14 - Tree Methods Code Demo
1 R implementation
1.1 CART
1.1.1 rpart::rpart()
Code
library(rpart)
rpart_fit <- rpart(as.factor(y) ~ x1 + x2, data = data.frame(x1, x2, y))
pred <- matrix(predict(rpart_fit, xgrid, type = "class") == 1, 201, 201)
contour(seq(-1, 1, 0.01), seq(-1, 1, 0.01), pred, levels = 0.5, labels = "",
lwd = 3)
points(xgrid, pch = ".", cex = 0.2, col = ifelse(pred, "lightblue", "pink"))

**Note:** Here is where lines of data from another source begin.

Issue #4087, opened 2023-09-05
[Bug Report] yml scrapers aren't self-aware of url


scruffynerf:
a yml scraper, despite being called against a url, doesn't have a way to directly return that url as a value,
depending entirely on the resulting page having some form of url content to return.
rl
For most bigger sites where a url is provided, this isn't an issue, but the lesser sites where you can't easily get a url of what you are scraping, this is a problem, and often the result is the scraper doesn't return a url, which can be a problem when doing tasks that expect a url value to be returned.  I've seen this result in scraping and then emptying the url value, which means the scene can't easily be rescraped, for example.

What should happen:
some way to make the yml scraper return the called url AS the URL result, if not otherwise set.

GalacticCheat:
Maista sucks cock
![Image](https://github.com/user-attachments/assets/ed12369e-cb07-434a-b49f-fbc470272035)
https://i.ibb.co/ds49xcXt/image-2-copie.jpg

PR #6250, opened 2025-11-08
Feature: Support inputURL and inputHostname in scrapers

Gykes:
This PR adds a `{inputURL}` placeholder that can be used in both fixed values and selector expressions within YAML scraper configurations. The placeholder is automatically replaced with the actual URL that was used to perform the scrape.

  Implementation Details

  - Added url field to both xpathQuery and jsonQuery structs to store the input URL
  - Added getURL() method to the mappedQuery interface
  - Updated mappedConfig.process() to replace {inputURL} placeholder in both fixed values and selectors
  - Updated all query creation calls to pass the URL parameter through the scraping pipeline
  
  I havent officially tested this as I had so many GH issues. Will do it tomorrow or someone else can test.
  
  Fixes: https://github.com/stashapp/stash/issues/4087

### DIFF
--- a/.idea/go.iml
+++ b/.idea/go.iml
@@ -1,5 +1,6 @@
 <?xml version="1.0" encoding="UTF-8"?>
 <module type="WEB_MODULE" version="4">
+  <component name="Go" enabled="true" />
   <component name="NewModuleRootManager">
     <content url="file://$MODULE_DIR$">
       <excludeFolder url="file://$MODULE_DIR$/certs" />
--- a/pkg/scraper/mapped.go
+++ b/pkg/scraper/mapped.go
@@ -5,6 +5,7 @@ import (
 	"errors"
 	"fmt"
 	"math"
+	"net/url"
 	"reflect"
 	"regexp"
 	"strconv"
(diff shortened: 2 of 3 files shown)


DogmaDragon:
Needs to be documented in https://github.com/stashapp/stash/blob/develop/ui/v2.5/src/docs/en/Manual/ScraperDevelopment.md.

feederbox826:
Was this less work than the scraping system? probably infinitely. Was it fun making the most obscure hacky workarounds for missing URL? yes.

Gykes:
If there would be a better way to do this as far as usability goes please let me know. I don't use scrapers so not sure if this is a painful or painless implementation.

DogmaDragon:
> Was this less work than the scraping system? probably infinitely. Was it fun making the most obscure hacky workarounds for missing URL? yes.

Ah yes, I remember first seeing @Maista6969 `__SEPARATOR__` trick. My mind was blown. 😆

feederbox826:
> If there would be a better way to do this as far as usability goes please let me know. I don't use scrapers so not sure if this is a painful or painless implementation.

Adding hostname as well as URL would be great, we wouldn't need to parse it out manually

Gykes:
> > If there would be a better way to do this as far as usability goes please let me know. I don't use scrapers so not sure if this is a painful or painless implementation.
> 
> Adding hostname as well as URL would be great, we wouldn't need to parse it out manually

Shouldn't be an issue. I can add it in here or if @WithoutPants wants it in a separate PR I can do that.

WithoutPants:
Adding to this PR is fine.

WithoutPants (approved):

Issue #2643, opened 2022-06-02
[Feature] Add StashID's to Tags


stg-annon:
**Is your feature request related to a problem? Please describe.**
When drafting to a Stash-Box instance, Tags are matched from only the name of tag from the local stash instance, there could be a local alias or remote alias match but this kind of matching should not be done on each draft, instead stash users could opt to manually add a StashID to their local tag to match against a given Stash-Box, or in the future use a tagger to try and manage their tags in bulk

**Describe the solution you'd like**
Add a StashID attribute to Tags in the same way they are used elsewhere, and allow a user to set this ID from either a search against a Stash-Box or manually

**Describe alternatives you've considered**
manually correcting tags every time a draft is submitted, this creates a lot of overhead and is not sustainable

WithoutPants:
$52.34 bounty added (3-Jun-2022)

echo6ix:
Just making a note here, that it might be a good idea to pump the breaks on implementing this before it possibly compounds the issue with StashDB tags.

Reference to the [Discord discussion](https://discord.com/channels/559159668438728723/935611121371611157/1152046020742615161).

Flashy78:
Stashbox PR to allow tags to send StashIDs when submitting a draft from Stash https://github.com/stashapp/stash-box/pull/717

Maista6969:
Flashy78's PR has been merged and associating stash-box IDs with tags would be even more valuable now 👍

WithoutPants:
$50 bounty added (txn [#743436](https://opencollective.com/stashapp/contributions/743436)) - total $102.34.

WithoutPants:
@Gykes you're eligible for this bounty. Please choose one of the following:
- submit an expense to the Open Collective (https://opencollective.com/stashapp/expenses/new) for $87.29 ($102.34 - fees)
- indicate another issue you'd like to reallocate the bounty to, or defer to general funds

Gykes:
Submitted. 

First time doing one so please advise if there are issues or mistakes that need to be fixed going forward.

PR #6255, opened 2025-11-10
Feature: Tag StashID support

Gykes:
This adds the ability to add and store the associated StashIds with tags.

Currently StashIDs are added automatically when you add a tag via tagger or via plugin and GraphQL. 

The only way to add StashId's to currently existing tags is to: 
 - Run Identify and let it rematch
 - Use a plugin to add them
 - Retag it all.....
 
 
 My testing: 
 Scrape a scene via tagger against StashDB. Add tags in the Tagger. Profit
 
 If there is a better way to handle this other than building a dedicated tag tagger similar to studio tagger then let me know.

Fixes: https://github.com/stashapp/stash/issues/2643
UI:
Screenshot 2025-11-09 at 23 27 51

### DIFF
--- a/internal/identify/scene.go
+++ b/internal/identify/scene.go
@@ -163,31 +163,6 @@ func (g sceneRelationships) tags(ctx context.Context) ([]int, error) {
 				return nil, fmt.Errorf("error converting tag ID %s: %w", *t.StoredID, err)
 			}
 
-			// If the scraped tag has a RemoteSiteID and endpoint, update the existing tag to add the StashID
-			if t.RemoteSiteID != nil && endpoint != "" {
-				// Get the tag updater interface
-				if tagUpdater, ok := g.tagCreator.(models.TagUpdater); ok {
-					// Create a partial update to add the StashID
-					partial := models.NewTagPartial()
-					partial.StashIDs = &models.UpdateStashIDs{
-						StashIDs: []models.StashID{
-							{
-								Endpoint:  endpoint,
-								StashID:   *t.RemoteSiteID,
-								UpdatedAt: time.Now(),
-							},
-						},
-						Mode: models.RelationshipUpdateModeAdd,
-					}
-
-					_, err = tagUpdater.UpdatePartial(ctx, int(tagID), partial)
-					if err != nil {
-						// Log the error but don't fail the whole operation
-						logger.Warnf("Failed to update StashID for tag %d: %v", tagID, err)
-					}
-				}
-			}
-
 			tagIDs = sliceutil.AppendUnique(tagIDs, int(tagID))
 		} else if createMissing {
 			newTag := t.ToTag(endpoint, nil)
--- a/pkg/models/jsonschema/tag.go
+++ b/pkg/models/jsonschema/tag.go
@@ -6,20 +6,22 @@ import (
 
 	jsoniter "github.com/json-iterator/go"
 	"github.com/stashapp/stash/pkg/fsutil"
+	"github.com/stashapp/stash/pkg/models"
 	"github.com/stashapp/stash/pkg/models/json"
 )
 
 type Tag struct {
-	Name          string        `json:"name,omitempty"`
-	SortName      string        `json:"sort_name,omitempty"`
-	Description   string        `json:"description,omitempty"`
-	Favorite      bool          `json:"favorite,omitempty"`
-	Aliases       []string      `json:"aliases,omitempty"`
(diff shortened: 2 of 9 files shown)


feederbox826:
Will test it later, havent had a chance to look at the code yet. Would it be possible to update them via GQL? [I have a plugin](https://github.com/feederbox826/plugins/tree/main/plugins/tag-link) that does auto-search and match either via my tag DB or by searching StashDB. Wouldn't recommend it for prod but would be great as a plugin

Gykes:
> Will test it later, havent had a chance to look at the code yet. Would it be possible to update them via GQL? [I have a plugin](https://github.com/feederbox826/plugins/tree/main/plugins/tag-link) that does auto-search and match either via my tag DB or by searching StashDB. Wouldn't recommend it for prod but would be great as a plugin

So, currently you can already do this with this:

New Tag:

``` 
mutation {
    tagCreate(input: {
      name: "Example Tag"
      stash_ids: [
        {
          endpoint: "https://stashdb.org/graphql"
          stash_id: "abc123-def456"
        }
      ]
    }) {
      id
      name
      stash_ids {
        endpoint
        stash_id
      }
    }
  }
```

Update Existing:

```
 mutation {
    tagUpdate(input: {
      id: "123"
      stash_ids: [
        {
          endpoint: "https://stashdb.org/graphql"
          stash_id: "abc123-def456"
        }
      ]
    }) {
      id
      name
      stash_ids {
        endpoint
        stash_id
      }
    }
  }
```

DogmaDragon:
Not user friendly as is.

Also, since the StashID can only be applied via scene tagger (via UI), there is effectively not way have multiple StashIDs linked to the same tag. Be it from the same stash-box instance or multiple ones. 

I think at least manual input field is needed. Though a proper search interface be it tagger or something else would be ideal.

Gykes:
> Not user friendly as is.
> 
> Also, since the StashID can only be applied via scene tagger (via UI), there is effectively not way have multiple StashIDs linked to the same tag. Be it from the same stash-box instance or multiple ones.
> 
> I think at least manual input field is needed. Though a proper search interface be it tagger or something else would be ideal.

I agree with you overall. Currently I kept it the same implementation as the rest of the StashID infrastructure. This could be step 1 of a larger project of eventually adding in a tagger for Tags. I could modify it to allow users to add in StashID's in the tag edit modal as a stopgap till that eventuality. I think it would need to be a conversation with WP for the larger scope of the project.

Edit: Since you can apply it via GraphQL you could also apply them via plugin

internal/identify/scene.go
```diff
@@ -161,12 +163,36 @@ func (g sceneRelationships) tags(ctx context.Context) ([]int, error) {
...
+					}
+
+					_, err = tagUpdater.UpdatePartial(ctx, int(tagID), partial)
+					if err != nil {
+						// Log the error but don't fail the whole operation
+						logger.Warnf("Failed to update StashID for tag %d: %v", tagID, err)
+					}
+				}
+			}
+
```
WithoutPants: I don't think this belongs here. None of the other matching functions add a stash id and I think it's undocumented and unexpected behaviour.

WithoutPants:
> I think at least manual input field is needed.

Agree with Gykes here - let's push manually linking into a separate PR targeting 0.30 release. I'd like to get something in for manually linking stash-ids to all supporting objects (performers, studios, scenes, etc).

internal/identify/scene.go
Gykes: Fair enough. 

The intent was so that users could run rerun identify and tags would automatically get the appropriate stash ID. 

Removed

Gykes:
> Static code review only. Not yet tested.
> 
> Needs the following missing bits:
> 
>     * cover tag stash id table in `anonymise.go`
> 
>     * add `StashIDs` to `jsonschema.Tag` and import/export functionality
> 
>     * add unit test coverage for the new fields, see the performer tests for reference

Fixed, took me a minute to figure out the unit testing but I think it's good?

internal/identify/scene.go
Gykes: Fixed

Gykes:
> > I think at least manual input field is needed.
> 
> Agree with Gykes here - let's push manually linking into a separate PR targeting 0.30 release. I'd like to get something in for manually linking stash-ids to all supporting objects (performers, studios, scenes, etc).

Once you are content with the major implementation I can go ahead and do the UI ability to manually add StashIDs.

PR #6261, opened 2025-11-12
Feature: Add Tagger Shortcut

Gykes:
This allows users to select v + t from the scene page to take them to the tagger similar to the other available shortcuts


WithoutPants:
TODO - good candidate to be backported to 0.29.4.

points(x1, x2, col = ifelse(y == 1, 4, 2), pch = 19, yaxt = "n", xaxt = "n")
box()
title(main = list("CART"))
-
rpart()
uses the 10-fold CV (xval
inrpart.control()
) -
cp
is the complexity parameter
Code
rpart.control(minsplit = 20, minbucket = round(minsplit/3), cp = 0.01,
maxcompete = 4, maxsurrogate = 5, usesurrogate = 2, xval = 10,
surrogatestyle = 0, maxdepth = 30, ...)
Code
rpart_fit$cptable
CP nsplit rel error xerror xstd
1 0.06485356 0 1.0000000 1.0000000 0.03304618
2 0.05857741 3 0.7845188 0.9058577 0.03277990
3 0.05439331 4 0.7259414 0.8284519 0.03235476
4 0.03242678 5 0.6715481 0.7050209 0.03127115
5 0.02719665 9 0.5418410 0.6401674 0.03048685
6 0.01464435 10 0.5146444 0.6087866 0.03004981
7 0.01359833 11 0.5000000 0.5732218 0.02950636
8 0.01000000 13 0.4728033 0.5732218 0.02950636
Code
plotcp(rpart_fit)
Code
prunedtree <- prune(rpart_fit, cp = 0.012)
prunedtree
n= 1000
node), split, n, loss, yval, (yprob)
* denotes terminal node
1) root 1000 478 0 (0.5220000 0.4780000)
2) x1>=0.8238083 93 26 0 (0.7204301 0.2795699)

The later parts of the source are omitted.